Web Figure 23.1.C Surface wax deposits, which form the top layer of the cuticle, adopt different forms. These scanning electron micrographs show the leaf surfaces of two different lines of Brassica oleracea, which differ in wax crystal structure. (From Eigenbrode et al. 1991, courtesy of S. D. Eigenbrode, with permission from the Entomological Society of America.)
Suberin is a polymer whose structure is poorly understood. Like cutin, suberin is formed from hydroxy or epoxy fatty acids joined by ester linkages. However, suberin differs from cutin in that it has dicarboxylic acids (see Web Figure 23.1.A, bottom), more long-chain components, and a significant proportion of phenolic compounds as part of its structure.
Suberin is a cell wall constituent found in many locations throughout the plant. We have already noted its presence in the Casparian strip of the root endodermis, which forms a barrier between the apoplast of the cortex and the stele (see textbook Chapter 4). Suberin is a principal component of the outer cell walls of all underground organs and is associated with the cork cells of the periderm, the tissue that forms the outer bark of stems and roots during secondary growth of woody plants. Suberin also forms at sites of leaf abscission and in areas damaged by disease or wounding.

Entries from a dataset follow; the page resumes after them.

PR #235, opened 2019-04-12
Chromecast UI doesn't disappear when playing

stonko1994:
## Problem
When starting casting during playback the UI on the cast receiver sometimes doesn't disappear. This is due to the issue that the `player.isPlaying()` call returns `false` within the `seeked` event.

## Fix
The fix is to listen to the `playing` event and start the hide timer there instead of the seeked event. This is more reliable and we can remove the `seeked` handling.

## How to Test
- Check out this branch
- Build a custom receiver app which uses the `UIFactory.modernCastReceiverUI()` UI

Cutin, Waxes, and Suberin Help Reduce Water Loss and Pathogen Invasion
Cutin, suberin, and their associated waxes form barriers, between the plant and its environment, that function to keep water in and pathogens out. The cuticle is very effective at limiting water loss from aerial parts of the plant, but it does not block transpiration completely: even with the stomata closed, some water is lost. The thickness of the cuticle varies with environmental conditions. Plant species native to arid regions typically have thicker cuticles than do plants from moist habitats, but plants from moist habitats often develop thick cuticles when grown under dry conditions. Similarly, sun leaves and shade leaves of the same canopy often show different cuticle thicknesses.
The cuticle and suberized tissues are both important in excluding fungi and bacteria, although they do not appear to be as important in pathogen resistance as some other defenses, such as phytoalexin production and the hypersensitive response. Many fungi penetrate the plant surface directly by mechanical means. Others produce cutinase, an enzyme that hydrolyzes cutin and thus facilitates entry into the plant.
*Not to be confused with the aquatic lotuses of the Nymphaeaceae family.